For undirected graphs, our program duplicates each undirected edge into two directed edges. We assume that each edge appears only once in the original graph.

Example

For example, if we have an undirected graph DBLP, stored in "DataSetRaw/dblp/com-dblp.ungraph.txt", and we want to keep the output graph in the folder "DataSetCleaned/dblp", then we can run the following command.

$ build/SpeedPPR -algo CLEAN_GRAPH \
    -graph DataSetRaw/dblp/com-dblp.ungraph.txt \
    -is_undirected yes \
    -output_folder DataSetCleaned/dblp  

After the program returns, there should be 3 output files in "DataSetCleaned/dblp".

  1. attribute.txt : a meta file that records the number of vertices and edges in the output graph.

  2. graph.txt : the output graph in txt form. The first line contains a number, which is the number of vertices. Each of the following lines represents an edge by using the ids of its endpoints. This is outputted only for reference.

  3. graph.bin : the output graph in binary form.
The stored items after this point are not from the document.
PR #1866, opened 2022-04-03
Add CMake Package Config instructions

theblackunknown:
## Description

This PR add CMake instructions so that capstone build a CMake Package config.
This feature helps a lot by providing a non-ambiguous way to integrate capstone in other CMake projects.
As an added benefit, capstone integration in package manager like `vcpkg` is also improved.

Moreover, I have added simple CMake presets and CMake CI to test those changes in an automated way.

### DIFF
--- a/.github/workflows/cmake.yml
+++ b/.github/workflows/cmake.yml
@@ -1,0 +1,41 @@
+name: CMake
+
+on: push
+
+jobs:
+  build:
+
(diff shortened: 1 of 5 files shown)


theblackunknown:
I have just realised after reading the README that the `master` branch is deprecated, and much of this work (if not exactly the same) is already present in `next` !
I'll close this one and port the remaining work in another PR on `next`

PR #1870, opened 2022-04-13
Fix pkgconfig not installed when CAPSTONE_BUILD_CSTOOL is false

theblackunknown:
## Description

This PR fixes cases where `capstone.pc` was not installed in case `CAPSTONE_INSTALL` is set to true but `CAPSTONE_BUILD_CSTOOL` is set to false.


JackBoosY (approved):

kabeor:
cool, merged

PR #1878, opened 2022-04-30
Fix pkg-config template

hamarituc:
c8172e4c107201dd8c2b4644fc73661752ac82fc dropped the CMake variables `VERSION_MAJOR`, `VERSION_MINOR` and `VERSION_PATCH` which were still in use in `capstone.pc.in`. This PR fixes the pkg-config template to reflect the current version.


kabeor:
thank you! merged

PR #1885, opened 2022-06-06
Fix eBPF lddw opcode

terorie:
**Summary**

Mode `CS_ARCH_BPF, CS_MODE_BPF_EXTENDED` does not correctly handle some forms of the `lddw` instruction.

Expected

```
0x18,0xa3,0x5c,0x14,0xde,0xf0,0xa5,0xff,0x9a,0x7e,0x10,0xee,0xd8,0xa4,0x2b,0x2f = lddw r3, 0x2f2ba4d8ffa5f0de
```

Actual

```
0x18,0xa3,0x5c,0x14,0xde,0xf0,0xa5,0xff,0x9a,0x7e,0x10,0xee,0xd8,0xa4,0x2b,0x2f = lddw 0x2f2ba4d8ffa5f0de
```

**Background**

The `BPF_CLASS_LD` opcode class allows three modes of operation and four sizes (`b`, `h`, `w`, `dw`).

For all four sizes, the following two "legacy" modes are supported. Capstone disassembles these 8 opcodes correctly. These are one of the few opcodes that have an implicit write operation (move to `r0`)
- `BPF_MODE_ABS`: `lddw [0x1234]`: Load value at immediate absolute address into implicit r0
- `BPF_MODE_IND`: `lddw [r3+0x1234]`: Load value at address in source register plus immediate offset into implicit r0

For `dw` only, there is a third possible mode.
- `BPF_MODE_IMM`: `lddw r5, 0x1234123412341234`: Move immediate value into destination register (`dw` size only)

Capstone incorrectly disassembles `lddw` with `BPF_MODE_IMM` as `lddw <imm>` with implicit r0 instead of the destination register. Expected is `lddw <reg> <imm>`.

**Changes**

This patch introduces the following changes for this opcode:
- Fixes the disassembler to push the destination register as a writeable argument.
- Fixes the instruction printer to print the destination register of `lddw r*, <imm>`


kabeor:
Cool! Thanks.

PR #1886, opened 2022-06-06
Add eBPF callx instruction

terorie:
Mode `CS_ARCH_BPF, CS_MODE_BPF_EXTENDED` is missing the `callx` instruction (aka "indirect call" or "tail call").

Reference: https://github.com/llvm/llvm-project/blob/50f846d63443781a5c00ec7022c381c4f09f543d/llvm/lib/Target/BPF/BPFInstrInfo.td#L494


kabeor:
Thanks:)

PR #1913, opened 2022-08-22
PPC: fix out of bound memory access

### LINKED ISSUE #1912: Out of bound memory write when disassembling some PPC instructions
## Summary

When disassembling PowerPC code, an out of bound write occurs during register decoding, which corrupts the heap memory management.

Consider the following code.

```C
#include <stdio.h>
#include <stdlib.h>

#include <capstone/platform.h>

int main()
{
  csh handle;
  unsigned char code[] = { 0x2d, 0x03, 0x00, 0x80 };
  cs_insn *insn;
  size_t count;

  cs_open(CS_ARCH_PPC, CS_MODE_BIG_ENDIAN, &handle);
  cs_option(handle, CS_OPT_SYNTAX, CS_OPT_SYNTAX_NOREGNAME);
  cs_disasm(handle, code, sizeof(code) / sizeof(unsigned char), 0x1000, 0, &insn);
  cs_close(&handle);

  return 0;
}
```

Compile it.

```
$ gcc -g code.c -o /tmp/a.out -lcapstone
```

## Actual behavior

When this code is run on an PPC64 host, it fails as follows (at least under Gentoo Linux):

```
free(): invalid pointer
Aborted
```

On other platforms the program might not fail, but the error exists as well.

## Expected behavior

The program doesn't fail.

## Additional context

The issue could be tracked down to function `stripRegisterPrefix` function with the following GDB session.

```
# gdb /tmp/a.out 
(gdb) break stripRegisterPrefix
Function "stripRegisterPrefix" not defined.
Make breakpoint pending on future shared library load? (y or [n]) y
Breakpoint 1 (stripRegisterPrefix) pending.
(gdb) run
Starting program: /tmp/a.out 
[Thread debugging using libthread_db enabled]
Using host libthread_db library "/lib64/libthread_db.so.1".

Breakpoint 1, stripRegisterPrefix (RegName=0x7ffff7b68977 <AsmStrs.3+311> "cr2") at /var/tmp/portage/dev-libs/capstone-5.0_rc2-r1/work/capstone-5.0-rc2/arch/PowerPC/PPCInstPrinter.c:1104
1104            switch (RegName[0]) {
(gdb) n
1114                            if (RegName[1] == 'r') {
(gdb) 
1116                                    char *name = cs_strdup(RegName + 2);
(gdb) 
1119                                    name[strlen(name) - 2] = '\0';
(gdb) print name
$1 = 0x55555555c3b0 "2"
(gdb) print (size_t)strlen(name)
$2 = 1
```

In line 1119 the last two characters of `name` are removed. But the string is only one character long. So the byte immediately before the start of the string (which is part of the Glibc internal heap data structure) is overwritten by `\0`.

This error was introduced in commit 30627ba85339dddf08c377ff7eeeb99460a42919.

The instruction triggering the bug is:

```
$ cstool ppc64be "2d030080"
 0  2d 03 00 80  cmpwi  cr2, r3, 0x80
```

hamarituc:
Please review the patch carefully. It at least fixes an out of bound memory access. But I suppose the former as well as the new code doesn't produce the intended behavior. The variable `name` may contain condition register names like `cr0`, `cr1`, ..., but the code seems to be meant for condition register bits `cr0eq`, `cr0gt`, `cr0lt`, `cr0un`, ...

closes #1912


kabeor:
Thanks for your contribution, plz add instruction test at https://github.com/capstone-engine/capstone/blob/next/suite/cstest/issues.cs

hamarituc:
> Thanks for your contribution, plz add instruction test at https://github.com/capstone-engine/capstone/blob/next/suite/cstest/issues.cs

Thanks for the remark.

Is there a way to set the `CS_OPT_NOREGNAME` option in the test? I tried with

```
!# issue 1912 PPC register name
!# CS_ARCH_PPC, CS_MODE_BIG_ENDIAN, None
0x2d,0x03,0x00,0x80 == cmpwi cr2, r3, 0x80

!# issue 1912 PPC no register name
!# CS_ARCH_PPC, CS_MODE_BIG_ENDIAN, CS_OPT_NOREGNAME
0x2d,0x03,0x00,0x80 == cmpwi 2, 3, 0x80
```

but the options are just comments. Without this possibility a test wouldn't make much sense, because there is no way to reproduce the failure conditions.

Even then, the test would not be accurate in detecting a regression as this patch fixes a memory corruption. This is not a deterministic behavior. Whether the test fails depends on the C library implementation, the order of memory allocation and releases, library versions etc. It makes more sense to identify such issues by running the regular test suite with `-fsanitize=address`. The issue was discovered that way by running the provided tests on a PowerPC machine.

kabeor:
> Is there a way to set the CS_OPT_NOREGNAME option in the test? I tried with

Acutally yes, there is a flag names `CS_OPT_SYNTAX_NOREGNAME`, refer [here](https://github.com/capstone-engine/capstone/blob/3246b3d83ecc3758c1505a0a41d35a0706bde894/suite/MC/PowerPC/ppc64-encoding-bookII.s.cs#L1)

hamarituc:
> > Is there a way to set the CS_OPT_NOREGNAME option in the test? I tried with
> 
> Acutally yes, there is a flag names `CS_OPT_SYNTAX_NOREGNAME`, refer [here](https://github.com/capstone-engine/capstone/blob/3246b3d83ecc3758c1505a0a41d35a0706bde894/suite/MC/PowerPC/ppc64-encoding-bookII.s.cs#L1)

Thanks for the hint!

PR #2935, opened 2026-05-26
Add post fix version

### LINKED ISSUE #2932: Add a macro to differentiate between next and stable releases
### Feature

- [ ] New architecture module
- [x] Other (elaborated below)

Add a macro such as `#define CS_IS_NEXT 0` for stable releases and 1 for next.

**Additional context**
Both next and a stable release has the same `CS_NEXT_VERSION` and `CS_API_MAJOR`

Since there is no way to differentiate between next and stable versions, projects need to (if using meson) add a check in their `meson.build` to check if a snippet of code that includes the changes compiles or not.

https://github.com/rizinorg/rizin/blob/702250eb4f6ba41e587dbcf09c30320da5e7c3fd/meson.build#L218-L247

Rot127:

**Detailed description**

Adds a post-fix version macro to allow distinguishing within Alpha and Beta versions.

**Test plan**

...

**Closing issues**

closes https://github.com/capstone-engine/capstone/issues/2932

### DIFF
--- a/include/capstone/capstone.h
+++ b/include/capstone/capstone.h
@@ -63,6 +63,15 @@ extern "C" {
 #define CS_VERSION_MINOR CS_API_MINOR
 #define CS_VERSION_EXTRA 0
 
+// Pre-release identifier.
+// A stable release.
+#define CS_VERSION_STABLE 0x0
+// The postfix version: Alpha1, Alpha2, ..., Beta1, ...
+#define CS_VERSION_ALPHA9 0xa9
+// The identifier of a pre-release (Alpha, Beta, ...).
+// It is set to CS_VERSION_STABLE, if this code is part of a stable release.
+#define CS_VERSION_PRE_RELEASE CS_VERSION_ALPHA9
+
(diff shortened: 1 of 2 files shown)


include/capstone/capstone.h
```diff
@@ -63,6 +63,11 @@ extern "C" {
 #define CS_VERSION_MINOR CS_API_MINOR
 #define CS_VERSION_EXTRA 0
 
+// The postfix version: Alpha1, Alpha2, ..., Beta1, ...
+#define CS_VERSION_ALPHA9 0xa9
```
historicattle: This would require renaming the macro itself everytime right?

```suggestion
#define CS_VERSION_PRE_REL 0xa9
```

Rot127: This is what the `CS_VERSION_POST_FIX` is for. I will rename it ti PRE_REL though.
But we need to make these pre-release values uniqiue.

Rot127:
@historicattle Please take a look again.

historicattle:
Yes looks good

PR #2796, opened 2025-10-12
Fix 32bit build

Rot127:
**Your checklist for this pull request**
- [x] I've documented or updated the documentation of every API function and struct this PR changes.
- [x] I've added tests that prove my fix is effective or that my feature works (if possible)

**Detailed description**

Fixes the 32bit build and enables the tests for it.

- Remove all usage of `va_args` and updates Mips, LoongArch, ARM, and PPC to use the `ARCH_add_cs_detail_X()` functions instead of the generic `add_cs_detail()`.
- Fixes several bugs related to unspecified type widths and not portable formatting.
- Adds several cross builds for testing.

**Test plan**

All Python 32bit builds and tests must be green.

**Closing issues**

closes https://github.com/capstone-engine/capstone/issues/2458
addresses https://github.com/capstone-engine/capstone/issues/2416 for v6.

PR #2941, opened 2026-05-29
Add CI job for buildind and testing on 32bit big endian

trufae:

**Detailed description**

...

**Test plan**

...

**Closing issues**

...

### DIFF
--- a/tests/issues/issues.yaml
+++ b/tests/issues/issues.yaml
@@ -1327,6 +1327,23 @@ test_cases:
         asm_text: "fadd.s #3.141500, fp0"
   -
     input:
+      name: "M68K printer integer immediates on 32-bit big endian hosts"
+      bytes: [ 0x00,0x80,0x12,0x34,0x56,0x78, 0x4e,0xb9,0x12,0x34,0x56,0x78, 0x4e,0xb8,0x12,0x34, 0xf8,0x00 ]
+      arch: "CS_ARCH_M68K"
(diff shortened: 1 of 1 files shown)


Rot127 (changes requested):
Cross builds are already in `CrossBuilds.yaml`, please extend it with Mips 32bit BE

trufae:
btw, would you like to use dependabot? there are several actions that are old (checkout is v4 and last one is v6 for example)

trufae:
Also i think the big endian bug i found was only affecting v5. not sure if its' worth adding a regression test for next, looking forward for the v6

trufae:
The tests just confirm those bugs are not affecting next (which is good) i have also updated the checkout to v6, not sure if you really want that but i think it will be better to have dependabot do all those actions updates automatically and also evaluate to switch to ubuntu 26.04 even if its not really providing any benefit either.

Do you want me to push the patches fixing the bugs in v5?

Rot127:
> Do you want me to push the patches fixing the bugs in v5?

This would be nice. I fixed the 32bit build here: https://github.com/capstone-engine/capstone/pull/2796

But any kind of fix is welcome.

> btw, would you like to use dependabot?

I added it a few weeks ago. But something broke and I forgot all the time to fix it.
Give me a second.

Rot127:
Dependabot fix is here: https://github.com/capstone-engine/capstone/pull/2942

Rot127 (changes requested):
Please remove all changes except the tests.
Then I can merge

Rot127 (approved):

Each pair of unsigned integers represents the ids of an edge's endpoints. Note that the number of vertices is not kept as the first number in this file. It is the format that would be used by our program.

If we have a directed graph, e.g., "DataSetRaw/web-Stanford/web-Stanford.txt", we can run the following command.

$ build/SpeedPPR -algo CLEAN_GRAPH \
    -graph DataSetRaw/web-Stanford/web-Stanford.txt \
    -is_undirected no \
    -output_folder DataSetCleaned/web-Stanford 

Generate queries

Generate random source ids for single source PPR queries. Each line in the output file contains a node id sampled uniformly at random.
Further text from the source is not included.